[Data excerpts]
───

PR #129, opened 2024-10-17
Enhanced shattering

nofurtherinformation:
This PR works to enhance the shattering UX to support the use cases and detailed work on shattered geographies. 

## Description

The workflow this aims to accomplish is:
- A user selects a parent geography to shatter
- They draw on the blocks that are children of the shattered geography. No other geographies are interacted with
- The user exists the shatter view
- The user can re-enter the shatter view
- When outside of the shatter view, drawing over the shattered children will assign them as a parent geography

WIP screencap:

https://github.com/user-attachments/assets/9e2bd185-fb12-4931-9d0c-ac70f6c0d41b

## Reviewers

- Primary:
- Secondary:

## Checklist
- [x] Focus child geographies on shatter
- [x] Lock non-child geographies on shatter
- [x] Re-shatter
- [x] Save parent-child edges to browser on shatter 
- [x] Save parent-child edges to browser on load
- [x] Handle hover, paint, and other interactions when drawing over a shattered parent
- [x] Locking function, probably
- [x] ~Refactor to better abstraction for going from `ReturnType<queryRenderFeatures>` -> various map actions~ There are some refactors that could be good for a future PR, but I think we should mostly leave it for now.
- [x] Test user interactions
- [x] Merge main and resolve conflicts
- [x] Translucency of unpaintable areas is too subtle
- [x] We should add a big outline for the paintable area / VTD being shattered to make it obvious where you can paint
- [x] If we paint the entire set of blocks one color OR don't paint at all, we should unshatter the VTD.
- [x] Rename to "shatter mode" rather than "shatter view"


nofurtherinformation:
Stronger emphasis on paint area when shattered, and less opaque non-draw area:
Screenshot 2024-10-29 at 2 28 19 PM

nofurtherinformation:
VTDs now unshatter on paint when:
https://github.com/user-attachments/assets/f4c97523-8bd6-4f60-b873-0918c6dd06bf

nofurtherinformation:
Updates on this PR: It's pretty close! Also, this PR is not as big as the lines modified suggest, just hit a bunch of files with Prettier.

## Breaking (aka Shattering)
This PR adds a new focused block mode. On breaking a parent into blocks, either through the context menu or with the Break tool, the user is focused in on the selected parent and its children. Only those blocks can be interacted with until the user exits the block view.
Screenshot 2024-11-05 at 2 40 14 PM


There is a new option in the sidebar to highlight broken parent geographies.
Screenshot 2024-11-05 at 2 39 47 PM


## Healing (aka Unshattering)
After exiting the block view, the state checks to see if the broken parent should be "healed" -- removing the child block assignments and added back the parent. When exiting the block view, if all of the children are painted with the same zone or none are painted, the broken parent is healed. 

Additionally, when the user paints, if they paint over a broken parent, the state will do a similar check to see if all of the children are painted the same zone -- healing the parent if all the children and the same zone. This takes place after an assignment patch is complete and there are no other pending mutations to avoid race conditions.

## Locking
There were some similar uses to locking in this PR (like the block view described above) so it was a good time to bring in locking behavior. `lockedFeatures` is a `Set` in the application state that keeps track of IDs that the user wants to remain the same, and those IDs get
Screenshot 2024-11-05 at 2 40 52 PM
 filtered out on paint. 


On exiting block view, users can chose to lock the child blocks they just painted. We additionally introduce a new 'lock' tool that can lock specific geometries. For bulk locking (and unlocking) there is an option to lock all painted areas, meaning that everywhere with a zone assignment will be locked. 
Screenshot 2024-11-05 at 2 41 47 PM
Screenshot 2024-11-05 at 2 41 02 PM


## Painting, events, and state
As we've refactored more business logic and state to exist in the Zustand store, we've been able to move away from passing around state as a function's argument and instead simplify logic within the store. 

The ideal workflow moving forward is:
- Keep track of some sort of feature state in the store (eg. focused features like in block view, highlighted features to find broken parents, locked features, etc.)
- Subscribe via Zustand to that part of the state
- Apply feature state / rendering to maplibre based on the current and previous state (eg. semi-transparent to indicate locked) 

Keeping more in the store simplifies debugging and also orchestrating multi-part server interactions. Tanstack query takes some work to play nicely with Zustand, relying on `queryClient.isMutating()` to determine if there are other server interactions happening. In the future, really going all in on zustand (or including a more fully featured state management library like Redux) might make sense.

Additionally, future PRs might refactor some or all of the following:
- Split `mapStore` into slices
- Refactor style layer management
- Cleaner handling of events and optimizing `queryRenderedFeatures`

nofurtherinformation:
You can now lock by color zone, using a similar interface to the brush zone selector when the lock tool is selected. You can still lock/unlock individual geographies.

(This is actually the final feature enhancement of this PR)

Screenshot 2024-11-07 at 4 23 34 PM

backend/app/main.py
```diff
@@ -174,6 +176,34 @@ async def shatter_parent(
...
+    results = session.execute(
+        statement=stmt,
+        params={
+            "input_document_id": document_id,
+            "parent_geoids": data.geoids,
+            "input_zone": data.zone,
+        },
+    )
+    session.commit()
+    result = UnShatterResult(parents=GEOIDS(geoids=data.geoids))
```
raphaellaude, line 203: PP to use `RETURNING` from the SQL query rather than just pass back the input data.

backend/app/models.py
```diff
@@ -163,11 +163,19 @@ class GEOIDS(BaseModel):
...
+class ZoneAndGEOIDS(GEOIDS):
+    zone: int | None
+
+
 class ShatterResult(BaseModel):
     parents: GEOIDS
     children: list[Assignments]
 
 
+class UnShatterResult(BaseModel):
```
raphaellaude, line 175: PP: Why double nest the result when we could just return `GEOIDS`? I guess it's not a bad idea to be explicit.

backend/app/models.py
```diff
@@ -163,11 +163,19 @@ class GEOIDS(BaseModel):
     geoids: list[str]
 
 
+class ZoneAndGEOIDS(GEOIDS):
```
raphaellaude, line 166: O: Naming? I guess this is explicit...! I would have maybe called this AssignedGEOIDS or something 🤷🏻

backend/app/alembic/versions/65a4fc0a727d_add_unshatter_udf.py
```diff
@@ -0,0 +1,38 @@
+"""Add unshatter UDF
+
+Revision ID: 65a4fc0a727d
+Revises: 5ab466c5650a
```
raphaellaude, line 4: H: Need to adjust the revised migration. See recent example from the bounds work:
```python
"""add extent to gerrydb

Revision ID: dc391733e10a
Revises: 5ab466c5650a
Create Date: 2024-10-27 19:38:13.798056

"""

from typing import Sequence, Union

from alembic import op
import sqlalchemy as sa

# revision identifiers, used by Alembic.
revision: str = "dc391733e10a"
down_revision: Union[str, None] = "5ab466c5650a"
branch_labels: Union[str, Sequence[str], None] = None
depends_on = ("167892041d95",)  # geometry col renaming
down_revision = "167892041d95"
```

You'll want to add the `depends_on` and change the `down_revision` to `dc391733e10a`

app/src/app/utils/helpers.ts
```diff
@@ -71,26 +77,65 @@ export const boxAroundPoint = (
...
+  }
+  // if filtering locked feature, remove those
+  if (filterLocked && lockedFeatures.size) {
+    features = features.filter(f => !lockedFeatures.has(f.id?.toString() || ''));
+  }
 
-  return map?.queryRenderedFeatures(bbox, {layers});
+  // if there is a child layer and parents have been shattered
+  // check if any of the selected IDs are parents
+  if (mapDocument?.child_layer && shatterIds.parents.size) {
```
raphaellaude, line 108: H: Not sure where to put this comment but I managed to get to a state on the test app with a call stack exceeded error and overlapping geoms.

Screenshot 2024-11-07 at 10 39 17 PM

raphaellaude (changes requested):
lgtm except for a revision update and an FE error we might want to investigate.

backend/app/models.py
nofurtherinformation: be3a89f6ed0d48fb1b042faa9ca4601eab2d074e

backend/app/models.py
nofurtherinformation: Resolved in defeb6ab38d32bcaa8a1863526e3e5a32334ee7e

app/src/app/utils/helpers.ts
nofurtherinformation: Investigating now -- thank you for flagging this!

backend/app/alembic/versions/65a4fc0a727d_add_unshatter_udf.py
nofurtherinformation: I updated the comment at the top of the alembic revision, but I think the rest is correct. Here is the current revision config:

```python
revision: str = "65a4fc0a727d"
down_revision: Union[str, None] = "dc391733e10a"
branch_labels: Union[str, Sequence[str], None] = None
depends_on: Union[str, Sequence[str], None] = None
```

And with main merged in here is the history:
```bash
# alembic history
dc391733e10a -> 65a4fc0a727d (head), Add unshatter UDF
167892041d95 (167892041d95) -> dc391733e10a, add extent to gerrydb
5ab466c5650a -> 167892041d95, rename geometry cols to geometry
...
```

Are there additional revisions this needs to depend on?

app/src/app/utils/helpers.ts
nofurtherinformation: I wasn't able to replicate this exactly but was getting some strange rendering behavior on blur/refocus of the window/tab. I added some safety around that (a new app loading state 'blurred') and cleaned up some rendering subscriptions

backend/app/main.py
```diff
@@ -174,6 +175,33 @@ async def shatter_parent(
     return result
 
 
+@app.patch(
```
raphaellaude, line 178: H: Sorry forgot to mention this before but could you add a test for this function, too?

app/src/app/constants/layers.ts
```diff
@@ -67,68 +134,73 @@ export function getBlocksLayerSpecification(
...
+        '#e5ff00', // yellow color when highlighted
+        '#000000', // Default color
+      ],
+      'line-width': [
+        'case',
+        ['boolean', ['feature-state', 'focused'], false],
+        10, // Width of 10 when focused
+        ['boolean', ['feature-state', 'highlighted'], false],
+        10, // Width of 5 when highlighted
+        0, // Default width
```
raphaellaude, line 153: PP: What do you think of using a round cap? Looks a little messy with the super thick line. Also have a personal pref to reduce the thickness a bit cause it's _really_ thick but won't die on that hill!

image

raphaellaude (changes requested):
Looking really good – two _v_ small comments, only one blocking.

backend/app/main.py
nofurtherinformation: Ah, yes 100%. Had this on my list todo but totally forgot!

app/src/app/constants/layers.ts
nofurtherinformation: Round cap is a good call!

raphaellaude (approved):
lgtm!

───

YOUR OBJECTIVE: Identify each line in the records above that contains the word "workflow", and copy it out in full.

COMPLETED EXERCISE:
The workflow this aims to accomplish is:
The ideal workflow moving forward is:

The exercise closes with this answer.